Medium Risk, Examples

create_note Medium
update_task_status Medium
generate_summary Medium
create_draft Medium

High

Actions that change relevant system states or affect other users and external resources. Explicit confirmation is generally required.

High Risk, Examples

change_project_status High
invite_calendar_attendee High
share_file_link High
update_customer_data High

Critical

External communication, payments, deletions, permission changes. Always confirmation, often step-up auth. Autonomous execution is not permitted.

Critical Risk, Examples

emails.send_external Critical
payment.execute Critical
user.delete Critical
security.change_permissions Critical
payroll.export Critical
contract.send Critical

Forbidden

Forbidden for AI

Completely blocked for AI agents, neither reading nor writing. Not visible in discovery, not callable, not usable as a reference.

Forbidden, Examples

password.read Forbidden for AI
private_key.read Forbidden for AI
raw_access_token.read Forbidden for AI
disable_audit_log Forbidden for AI
full_database_export Forbidden for AI

Approval UX

The technical risk model only takes full effect when the user interface also meets its role. A confirmation is only as good as the information on which it is based.

Before a human confirms a critical agent action, they must be able to clearly see seven things:

What does the agent want to do?, The concrete action, not the agent’s intent in its own words.
Why does the agent want to do it?, Which intent or assignment triggered this action.
Which data is being used?, Recipients, attachments, referenced entities.
What external effects will occur?, What changes outside the system: email is sent, payment is triggered, document is transmitted.
Who is affected?, Persons, companies, tenants, external parties.
Can the action be undone?, Clear statement: reversible or irreversible.
What happens upon confirmation?, Complete description of the next system states.
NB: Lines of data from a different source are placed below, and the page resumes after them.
PR #331, opened 2019-08-09
Provide an ordering to transaction visitors

### LINKED ISSUE #279: Design and implement sequence number management
DML operations (via `ExecuteSql` or `ExecuteBatchDmlRequest`) require a per-transaction sequence number. Ideally we can manage this for the user.

https://github.com/googleapis/googleapis/blob/master/google/spanner/v1/spanner.proto#L441

> A per-transaction sequence number used to identify each request. This makes each request idempotent such that if the request is received multiple times, at most one will succeed.
>   
> The sequence number must be monotonically increasing within the transaction. If a request arrives for the first time with an out-of-order sequence number, the transaction may be aborted. Replays of previously handled requests will yield the same response as the first execution.
>   
> Required for DML statements. Ignored for queries.

devbww:
Pass a monotonically-increasing sequence number to each transaction
visitor.  This will provide a way to sequence read-write `ExecuteSql()`
calls.  See ExecuteSqlRequest.seqno for more details.

Fixes #279.

---
This change is [Reviewable](https://reviewable.io/reviews/googleapis/google-cloud-cpp-spanner/331)

### DIFF
--- a/google/cloud/spanner/internal/transaction_impl.h
+++ b/google/cloud/spanner/internal/transaction_impl.h
@@ -49,7 +49,8 @@ class TransactionImpl {
   // passed TransactionSelector in its Client::Read()/Client::ExecuteSql()
   // call. If initially selector.has_begin(), and the operation successfully
   // allocates a transaction ID, then the functor should selector.set_id(id).
-  // Otherwise the functor should not modify the selector.
+  // Otherwise the functor should not modify the selector. A monotonically-
+  // increasing sequence number is also passed to the functor.
   template <typename Functor>
   VisitInvokeResult<Functor> Visit(Functor&& f) {
     std::int64_t seqno;
--- a/google/cloud/spanner/internal/transaction_impl.h
+++ b/google/cloud/spanner/internal/transaction_impl.h
@@ -22,6 +22,7 @@
 #include <condition_variable>
 #include <cstdint>
 #include <mutex>
+#include <type_traits>
 
 namespace google {
 namespace cloud {
@@ -39,7 +40,7 @@ using VisitInvokeResult = google::cloud::internal::invoke_result_t<
 class TransactionImpl {
  public:
   TransactionImpl(google::spanner::v1::TransactionSelector selector)
-      : selector_(std::move(selector)), seqno_(-1) {
+      : selector_(std::move(selector)), seqno_(0) {
     state_ = selector_.has_begin() ? State::kBegin : State::kDone;
   }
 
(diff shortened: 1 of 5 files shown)


google/cloud/spanner/internal/transaction_impl.h
```diff
@@ -49,7 +49,8 @@ class TransactionImpl {
   // passed TransactionSelector in its Client::Read()/Client::ExecuteSql()
   // call. If initially selector.has_begin(), and the operation successfully
   // allocates a transaction ID, then the functor should selector.set_id(id).
-  // Otherwise the functor should not modify the selector.
+  // Otherwise the functor should not modify the selector. A monotonically-
+  // increasing sequence number is also passed to the functor.
   template <typename Functor>
```
coryan: Would this be a good place to use `std::enable_if<google::cloud::is_invocable<Functor, ...>>` and that acted the documentation for what are the parameters for `Functor`?

google/cloud/spanner/internal/transaction_impl.h
```diff
@@ -49,7 +49,8 @@ class TransactionImpl {
   // passed TransactionSelector in its Client::Read()/Client::ExecuteSql()
   // call. If initially selector.has_begin(), and the operation successfully
```
coryan: Not for this PR, but the API is slightly weird.  What if `Functor` had this prototype: `pair<T,std::string>(TransactionSelector const&, std::int64_t)`?  Or maybe even this `T(TransactionSelector const&, std::int64_t, std::string&)` so the implementation of `Visit` is in charge of calling `set_id`?

devbww:
> I'm not clear on whether 0 is a valid sequence number or if they should start at 1. The java implementation starts at 1.

FWIW, I originally started at 1, and then went to INT64_MIN, and then to 0.  But I'm happy with 1.

Done.

google/cloud/spanner/internal/transaction_impl.h
devbww: Yes.  A new requirement since the move to Functor, but done.  Thanks.

google/cloud/spanner/internal/transaction_impl.h
devbww: The visitor functor often doesn't need to set the transaction id (it may be a single use transaction, or a single-operation commit, or the typical case of the id already being bound).  So it is difficult for the `Visit` implementation to know when to do so, and building a protocol for the functor to tell it when seems much more complicated than just leaving it to the functor.

PR #334, opened 2019-08-09
feat: let clang-tidy build not fail if there are edited files.

devjgm:
This change passes an env var to the docker builds to let them know if
they are running as part of a CI or a human invocation. In the former
case, there is no change. In the latter case, some scripts may want to
be a little more friendly. For example, in this PR, I changed the
clang-tidy build to not bail if there are existing uncommitted files.
Instead, the the clang-tidy build will simply format the local files and
leave them edited in the working dir. The author can then look at the
diffs and commit them. This makes "build.sh clang-tidy" a more useful
tool for developers who want to use it to format their existing code.

---
This change is [Reviewable](https://reviewable.io/reviews/googleapis/google-cloud-cpp-spanner/334)

### DIFF
--- a/ci/kokoro/docker/build.sh
+++ b/ci/kokoro/docker/build.sh
@@ -35,6 +35,13 @@ elif [[ -n "${KOKORO_JOB_NAME:-}" ]]; then
   # name.
   BUILD_NAME="$(basename "${KOKORO_JOB_NAME}" "-presubmit")"
   export BUILD_NAME
+
+  # This is passed into the environment of the docker build and its scripts to
+  # tell them if they are running as part of a CI build rather than just a
+  # human invocation of "build.sh <build-name>". This allows scripts to be
+  # strict when run in a CI, but a little more friendly when run by a human.
+  RUNNING_CI="yes"
+  export RUNNING_CI
 else
  echo "Aborting build as the build name is not defined."
  echo "If you are invoking this script via the command line use:"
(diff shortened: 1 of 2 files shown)


ci/kokoro/docker/build.sh
```diff
@@ -237,6 +244,9 @@ docker_flags=(
     # Additional flags to enable CMake features.
     "--env" "CMAKE_FLAGS=${CMAKE_FLAGS:-}"
 
+    # Tells scripts whether they are running as part of a CI or not.
+    "--env" "RUNNING_CI=${RUNNING_CI:-no}"
```
remyabel: Wouldn't the existing KOKORO environment variables suffice to say "we are running in CI" since we don't use any other type of CI?

devjgm: For today, it would. But my thinking went as follows:

1. The `KOKORO_JOB_NAME` var isn't passed to the docker env, so we'd still need to pass it (or something else)

2. `KOKORO_JOB_NAME` contains some specifically formatted string, so scripts would either need to know the format of that string.

3.`RUNNING_CI` is very specific, easy for scripts to parse, and would work if we ever had a CI system other than kokoro.

*shrug*

Convincing? :-)

remyabel: Yup, SGTM. I misread the PR by reading too quickly.

PR #335, opened 2019-08-09
Add a ToProto() method for SqlStatement.

mr-salty:
This change is [Reviewable](https://reviewable.io/reviews/googleapis/google-cloud-cpp-spanner/335)

### DIFF
--- a/google/cloud/spanner/sql_statement_test.cc
+++ b/google/cloud/spanner/sql_statement_test.cc
@@ -13,13 +13,18 @@
 // limitations under the License.
 
 #include "google/cloud/spanner/sql_statement.h"
+#include "google/cloud/spanner/testing/matchers.h"
+#include <google/protobuf/text_format.h>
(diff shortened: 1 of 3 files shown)


google/cloud/spanner/sql_statement_test.cc
```diff
@@ -105,6 +110,45 @@ TEST(SqlStatementTest, Equality) {
...
+}
+
+TEST(SqlStatementTest, ToProtoWithParams) {
+  SqlStatement::ParamType params = {
+      {"last", Value("Blues")},
+      {"first", Value("Elwood")},
+      {"destroyed_cars", Value(std::int64_t{103})},
+  };
+
+  const char* sql =
```
devjgm: Nit: since you don't actually care about the type of `sql`, meaning you don't care if it's an array or if it has been decayed to a pointer, consider just `auto sql = "....";`

PR #340, opened 2019-08-12
feat: add type erased KeySet, KeySetBuilder::Build, and ToProto(KeySet)

scotthart:
Additionally, KeySetBuilder is no longer necessary to build an all keys KeySet. That can be done directly from KeySet::All.

---
This change is [Reviewable](https://reviewable.io/reviews/googleapis/google-cloud-cpp-spanner/340)


google/cloud/spanner/keys.h
```diff
@@ -202,8 +246,65 @@ class KeySet {
...
+  template <typename RowType>
+  friend class KeySetBuilder;
+
+  friend ::google::spanner::v1::KeySet internal::ToProto(KeySet const& keyset);
+
   explicit KeySet(bool all) : all_(all) {}
 
+  class ValueRow {
+   public:
+    template <std::size_t SIZE>
```
devjgm: I think non-type template params should be spell like `Size`, just like template params. But in this case, I think I'd just avoid the situation and use `N`.

google/cloud/spanner/keys.h
```diff
@@ -202,8 +246,65 @@ class KeySet {
...
+    explicit ValueRow(std::array<Value, SIZE> const& column_values)
+        : column_values_(
+              std::vector<Value>(column_values.begin(), column_values.end())) {}
```
devjgm: I think the explicit call to vector's constructor here is redundant and can probably be removed?

google/cloud/spanner/keys.h
```diff
@@ -202,8 +246,65 @@ class KeySet {
...
+
+    ValueBound const& start() const { return start_; }
+    ValueBound const& end() const { return end_; }
+
+   private:
+    ValueBound start_;
+    ValueBound end_;
+  };
+
+  KeySet& EmplaceKey(ValueRow key) {
```
devjgm: I think all of the "emplace" things in this file should really be "push_back", or in the vocabulary of the KeySet API, maybe name them `AddRow`.

The reason is that "emplace" methods are mostly useful when constructing an object in place from its ingredients. Like, `persons.emplace_back("Jerry", "Seinfeld", Occupation::kComedian)`. However, in all of the cases in this file, we have an already constructed object and we're simply adding it to the container. `vector::push_back` is already aware of rvalues and is move-efficient, so I don't think there's any performance gain to be had with emplacing.

See also https://abseil.io/tips/112

google/cloud/spanner/internal/keys.h
```diff
@@ -0,0 +1,35 @@
...
+
+::google::spanner::v1::KeySet ToProto(KeySet const& keyset);
+
+}  // namespace internal
+}  // namespace SPANNER_CLIENT_NS
+}  // namespace spanner
+}  // namespace cloud
+}  // namespace google
+
+#endif  // GOOGLE_CLOUD_CPP_SPANNER_GOOGLE_CLOUD_SPANNER_INTERNAL_KEYS_H_
```
devbww: No newline at end of file.

scotthart: Done.

google/cloud/spanner/keys.h
```diff
@@ -202,8 +246,65 @@ class KeySet {
...
+    template <std::size_t SIZE>
+    explicit ValueRow(std::array<Value, SIZE> const& column_values)
+        : column_values_(
+              std::vector<Value>(column_values.begin(), column_values.end())) {}
+
+    std::vector<Value> const& column_values() const { return column_values_; }
+
+   private:
+    std::vector<Value> column_values_;
+  };
```
devjgm: I wonder if this `ValueRow` class can be an alias like `using ValueRow = std::vector<Value>;`, and move the `std::array` -> `std::vector` conversion logic to the "AddRow" function, like:

```cc
using ValueRow = std::vector<Value>;
template <std::size_t N>
void AddRow(std::array<Value, N> a) {
  key_values_.emplace_back(
      std::make_move_iterator(a.begin()),
      std::make_move_iterator(a.end()));
}
```

One benefit of this would be that the `KeySetBuilder` class does not need to mention the `ValueRow` type. Instead, it simply passes its array to `AddRow` and the `KeySet` handles the conversion.

I haven't looked at the other internal classes, but maybe they could be implemented similarly?

What do you think?

google/cloud/spanner/internal/keys.h
```diff
@@ -0,0 +1,35 @@
...
+#include "google/cloud/spanner/keys.h"
+#include <google/spanner/v1/keys.pb.h>
+
+namespace google {
+namespace cloud {
+namespace spanner {
+inline namespace SPANNER_CLIENT_NS {
+namespace internal {
+
+::google::spanner::v1::KeySet ToProto(KeySet const& keyset);
```
devbww: Is there (pass-by) value in having this "consume" the KeySet?

google/cloud/spanner/internal/keys.cc
```diff
@@ -0,0 +1,69 @@
...
+
+namespace google {
+namespace cloud {
+namespace spanner {
+inline namespace SPANNER_CLIENT_NS {
+namespace internal {
+
+::google::spanner::v1::KeySet ToProto(KeySet const& keyset) {
+  ::google::spanner::v1::KeySet proto;
+  proto.set_all(keyset.IsAll());
```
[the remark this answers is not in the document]
scotthart: Maybe. 
- Assuming that spanner doesn't and never will look at any keys or key ranges present in a proto, we could skip adding them to the proto, even if they are present.
- If both keys and key ranges are empty, the function will do little extra work as written.

google/cloud/spanner/keys.h
```diff
@@ -24,20 +24,28 @@
 #include <vector>
 
 namespace google {
+namespace spanner {
+namespace v1 {
+class KeySet;
```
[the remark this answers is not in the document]
scotthart: Fair enough, was hoping to avoid including the keys.pb.h file just for this.

google/cloud/spanner/keys.h
scotthart: Done.

google/cloud/spanner/keys.h
scotthart: Done.

google/cloud/spanner/keys.h
scotthart: Done.

google/cloud/spanner/internal/keys.h
scotthart: I could see a call like 
```
auto keyset_proto = internal::ToProto(keyset_builder.Build());
```
being useful.
Done.

google/cloud/spanner/keys.h
scotthart: So right now, KeySet has a very small public API and all its nested classes are private. ValueRow does not show up in KeySetBuilder's API at all, only inside the implementation of Build(). I'm not sure I understand what the value proposition is in this case.

google/cloud/spanner/keys.h
```diff
@@ -37,7 +33,7 @@ template <typename RowType>
 class KeyRange;
 
 namespace internal {
-::google::spanner::v1::KeySet ToProto(KeySet const& keyset);
+::google::spanner::v1::KeySet ToProto(KeySet keyset);
```
devbww: Just include "internal/keys.h" instead?

google/cloud/spanner/keys.h
scotthart: Refactored such that KeySetBuilder (as a friend) only uses member functions of KeySet and not its internal types.

google/cloud/spanner/keys.h
scotthart: On general principle, I'd prefer not to include an internal header in a public header if I am able.

google/cloud/spanner/keys.h
scotthart: Extended refactoring to remove KeySetBuilder as a friend and added a templated constructor to KeySet.

google/cloud/spanner/keys.h
devbww: I would proffer that we should prefer to include the internal header over forward declaring its contents.  We're including it for implementation-detail reasons, so the include is an implementation detail too.  For what it worth, there are already nine internal-header includes in g/c/s/*.h.

scotthart: Forward declaration resolved by removing internal header.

The following example shows what a complete approval card for the tool emails.send_external looks like:

Sales Assistant

emails.send_external

Critical

Following up on project Havelblick based on the last interaction.

Recipient: Max Müller, Müller GmbH <[email protected]>
Subject: Follow-up on project Havelblick
Attachment: No direct attachment, download link expires after 14 days.
External effect: Email will be sent and become part of communication history.
Reversible: No, cannot be undone after sending.

GrundExternal communication with project-related information and download link. Irreversible after sending.

The agent waits for the user’s decision. It must not anticipate the confirmation, set a default action, or base execution on the timestamp of a previous approval.

100% controllable does not mean 100% autonomous.